◆ ABOUT THIS EXERCISE
Please set down each line of the data again, unchanged.

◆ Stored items

++++++++++++++++++++

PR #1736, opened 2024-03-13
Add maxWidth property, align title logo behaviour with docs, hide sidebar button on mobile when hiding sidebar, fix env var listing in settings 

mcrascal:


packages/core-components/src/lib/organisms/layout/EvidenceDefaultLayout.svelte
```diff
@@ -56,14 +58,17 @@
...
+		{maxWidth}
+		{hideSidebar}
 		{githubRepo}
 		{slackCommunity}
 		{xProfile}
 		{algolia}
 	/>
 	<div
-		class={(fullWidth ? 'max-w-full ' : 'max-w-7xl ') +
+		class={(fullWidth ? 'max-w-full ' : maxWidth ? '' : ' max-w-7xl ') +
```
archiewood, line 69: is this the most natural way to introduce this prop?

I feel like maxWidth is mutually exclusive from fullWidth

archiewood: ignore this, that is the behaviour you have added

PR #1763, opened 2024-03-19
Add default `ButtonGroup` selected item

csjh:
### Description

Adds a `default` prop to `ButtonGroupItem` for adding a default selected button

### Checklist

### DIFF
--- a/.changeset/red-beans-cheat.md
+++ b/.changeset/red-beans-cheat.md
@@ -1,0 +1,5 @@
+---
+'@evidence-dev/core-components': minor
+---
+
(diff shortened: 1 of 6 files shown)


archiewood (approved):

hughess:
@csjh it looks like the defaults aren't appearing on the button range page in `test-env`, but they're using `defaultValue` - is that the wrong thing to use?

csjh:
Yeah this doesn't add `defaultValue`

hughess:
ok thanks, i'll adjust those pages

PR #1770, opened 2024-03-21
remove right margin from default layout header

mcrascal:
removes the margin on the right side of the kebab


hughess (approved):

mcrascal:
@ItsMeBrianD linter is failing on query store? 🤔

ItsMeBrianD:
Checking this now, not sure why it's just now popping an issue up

++++++++++++++++++++

◆ ANSWER AREA
PR #1736, opened 2024-03-13
Add maxWidth property, align title logo behaviour with docs, hide sidebar button on mobile when hiding sidebar, fix env var listing in settings 

mcrascal:


packages/core-components/src/lib/organisms/layout/EvidenceDefaultLayout.svelte
```diff
@@ -56,14 +58,17 @@
...
+		{maxWidth}
+		{hideSidebar}
 		{githubRepo}
 		{slackCommunity}
 		{xProfile}
 		{algolia}
 	/>
 	<div
-		class={(fullWidth ? 'max-w-full ' : 'max-w-7xl ') +
+		class={(fullWidth ? 'max-w-full ' : maxWidth ? '' : ' max-w-7xl ') +
```
archiewood, line 69: is this the most natural way to introduce this prop?

I feel like maxWidth is mutually exclusive from fullWidth

archiewood: ignore this, that is the behaviour you have added

PR #1763, opened 2024-03-19
Add default `ButtonGroup` selected item

csjh:
### Description

Adds a `default` prop to `ButtonGroupItem` for adding a default selected button

### Checklist

### DIFF
--- a/.changeset/red-beans-cheat.md
+++ b/.changeset/red-beans-cheat.md
@@ -1,0 +1,5 @@
+---
+'@evidence-dev/core-components': minor
+---
+
(diff shortened: 1 of 6 files shown)


archiewood (approved):

hughess:
@csjh it looks like the defaults aren't appearing on the button range page in `test-env`, but they're using `defaultValue` - is that the wrong thing to use?

csjh:
Yeah this doesn't add `defaultValue`

hughess:
ok thanks, i'll adjust those pages

PR #1770, opened 2024-03-21
remove right margin from default layout header

mcrascal:
removes the margin on the right side of the kebab


hughess (approved):

mcrascal:
@ItsMeBrianD linter is failing on query store? 🤔

ItsMeBrianD:
Checking this now, not sure why it's just now popping an issue up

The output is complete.